This work proposes UFO-DETR, an end-to-end detection framework designed to address the challenges of tiny object detection in drone imagery, including large scale variations, dense distributions, and the limited performance of general-purpose detectors. UFO-DETR integrates the LSKNet backbone with DAttention and AIFI modules to effectively model multi-scale spatial relationships. It further introduces the novel DynFreq-C3 module, which enhances small object representation through cross-spatial-frequency feature augmentation. While maintaining a lightweight and efficient architecture, UFO-DETR significantly outperforms RT-DETR-L in both accuracy and computational efficiency, making it well-suited for edge computing scenarios in unmanned aerial vehicle applications.

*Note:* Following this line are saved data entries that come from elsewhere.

PR #2688, opened 2023-03-02
Add cram tests

davesnx:


davesnx:
Closing since it will be added into

PR #2690, opened 2023-03-03
Fix ppat_constraint case

SanderSpies:
Fixes issue [2636](https://github.com/reasonml/reason/issues/2636) where 

```
let branch_with_variant_and_annotation =
  fun
  | (VariantType1: test_foo) => true
  | VariantType2 => false;
```

is printed as

```
let branch_with_variant_and_annotation =
  fun
  | VariantType1: test_foo => true
  | VariantType2 => false;
```

and fails to compile.

### DIFF
--- a/HISTORY.md
+++ b/HISTORY.md
@@ -1,3 +1,7 @@
+## 3.9
+
+- Fix missing patterns around contraint pattern (a pattern with a type annotation).
+
 ## 3.8.2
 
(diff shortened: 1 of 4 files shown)


jordwalke:
Thank you. Curious how this was introduced. I think the test failure is unrelated?

anmonteiro:
Yup, CI failure is unrelated. Fix looks good to me. @davesnx please add these tests to your cram PR.

jordwalke:
Thank you

PR #2693, opened 2023-03-06
Fix top level extensions

davesnx:
While migrating to Reason 3.8.2 (and above) found a bug when printing extensions. It might be hidden a long time ago since most extensions aren't top-level.


refmt_test/extensions.t/run.t
```diff
@@ -12,7 +12,7 @@ Format extensions
   
   type a = [%extend int];
   
-  let%extend x = "hi";
+  [%%extend let x = "hi"];
```
davesnx, line 15: This is expected since it's a top_level extension with a let binding. I can fix this particular case or leave as it is now not entirely sure if it's worth it.

src/reason-parser/reason_pprint_ast.ml
```diff
@@ -7576,29 +7576,40 @@ let printer = object(self:'self)
...
     | [] -> atom ""
-    | first::_ as structureItems ->
+    | first :: _ as structureItems ->
       let last = match (List.rev structureItems) with | last::_ -> last | [] -> assert false in
       let loc_start = first.pstr_loc.loc_start in
       let loc_end = last.pstr_loc.loc_end in
       let items =
         groupAndPrint
-          ~xf:self#structure_item
+          ~xf:self#top_level_structure_item
```
SanderSpies, line 7600: This looks fishy.

davesnx: Probably a bad name, but the logic is to check for a specific combination of AST such as: `structure -> structure_item -> Pexp_extension`

formatTest/unit_tests/input/extensions.re
```diff
@@ -348,7 +348,7 @@ let () = {
   something_else();
 };
 
-[%bs.raw x => x];
```
anmonteiro, line 351: don't we also accept this form? I think it should keep being tested.

src/reason-parser/reason_pprint_ast.ml
```diff
@@ -7576,29 +7576,42 @@ let printer = object(self:'self)
     | Pmod_constraint _
     | Pmod_structure _ -> self#simple_module_expr x
 
-
   method structure structureItems =
+    (* We don't have any way to know if an extension is placed at the top level by the parsetree
```
anmonteiro, line 7580: I thought we supported extensions at the toplevel with `%`, and that `%%bs.raw` was specifically a bucklescript thing.

formatTest/unit_tests/input/extensions.re
davesnx: Pushed back the test case, we do support them.

anmonteiro: It's still removed. did you forget to push?

davesnx: I added all of the cases in the cram tests. Let me add them in the `formatTest` as well

src/reason-parser/reason_pprint_ast.ml
davesnx: It is a BuckleScript thing, but we support both cases. Would be a nice idea to unify all of these cases with Melange. `%bs.raw` -> `bs.raw_js_expr` and `%%bs.raw` -> `bs.raw_js` or something like this.

anmonteiro: I don't get what needs to be unified?

anmonteiro (approved):
This needs a changelog entry in HISTORY.md. Then please "squash and merge" it.

SanderSpies (approved):

src/reason-parser/reason_pprint_ast.ml
davesnx: We could avoid having `%` and `%%` at the same time and support only `%`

Small target detection in UAV imagery faces significant challenges such as scale variations, dense distribution, and the dominance of small targets. Existing algorithms rely on manually designed components, and general-purpose detectors are not optimized for UAV images, making it difficult to balance accuracy and complexity. To address these challenges, this paper proposes an end-to-end object detection framework, UFO-DETR, which integrates an LSKNet-based backbone network to optimize the receptive field and reduce the number of parameters. By combining the DAttention and AIFI modules, the model flexibly models multi-scale spatial relationships, improving multi-scale target detection performance. Additionally, the DynFreq-C3 module is proposed to enhance small target detection capability through cross-space frequency feature enhancement. Experimental results show that, compared to RT-DETR-L, the proposed method offers significant advantages in both detection performance and computational efficiency, providing an efficient solution for UAV edge computing.